However, changing a dataset to immunize it against unlawful disclosure of personal information is not new. In fact, in some cases, the lack of the PII can render a dataset useless. A researcher may need to have that for their experiments.
A curious element in the paper was confusing some privacy protection techniques with synthetic data, quoting from Differential Privacy and the 2020 US Census:
For the 2020 US census, the Census Bureau decided to release high-fidelity synthetic data that incorporated a form of 'differential privacy.' This is an advanced technique to further reduce the risk of an individual being identified, basically through adding random values – 'noise' – to the dataset at controlled levels. Notably, differential privacy allows government census agencies to precisely quantify the probability of an individual being identified through the synthetic dataset.

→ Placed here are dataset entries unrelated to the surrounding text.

PR #628, opened 2022-07-21
Update to Alfred 5

bp88:
"downloadURL" variable regex pulls down the latest version of Alfred 5. Updated the "appName" variable to reflect the new app bundle name of "Alfred 5.app".


Theile:
You should make your changes to the files below the "fragments" folder. In there you find "labels"-folder, and then you can find each label to be an individual file. Those are the ones we need changed. The. full Installomator.sh script will be overwritten the next time we build a new version.

Please correct this, thank you.

PR #629, opened 2022-07-23
Add ARM version of Miro

vdmchkv:
Recently Miro published ARM version of their desktop application. This changes enables download of a native ARM application on capable MacBook's.


vdmchkv:
main branch already contains this patch

PR #635, opened 2022-07-29
New Label: Mendeley Desktop

kryptonit1:


Theile:
What about `appNewVersion` for mendeleydesktop?

kryptonit1:
I just noticed that Mendeley Desktop will be replaced by Mendeley Reference Manager soon:

https://blog.mendeley.com/2022/02/22/introducing-mendeley-reference-manager-designed-for-todays-researcher-workflow/

So I've created a new label for Mendeley Reference Manager that includes appNewVersion as well instead of this label: #713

Differential Privacy, which I wrote about here, which uses randomized perturbation has nothing to do with generating synthetic data. It preserves the sensitive data by introducing noise resolved through a probabilistic model.
Earlier attempts to comply with privacy regulations involved more sophisticated methods such as homomorphic encryption, a cryptographic approach make it mathematically impossible crack the data and identify people. Unfortunately, these techniques have one problem: as soon as you try to use them for a complex project, there are efficiency, utility, and scalability problems.
I can see in principle how synthetic data can solve some disclosure problems, and I'm beginning to see a plausible use case for dealing with PII. There is a ton of material online about synthetic data, most of which is from vendors and journalists, and very little raising the questions I've raised.
The article raises some issues worth considering and, like all academic papers, has a boatload of references and citations worth reviewing to get a more comprehensive set of opinions than my own. If you want to use data to get at the "truth," elaborating on what is already suspected is not a good solution.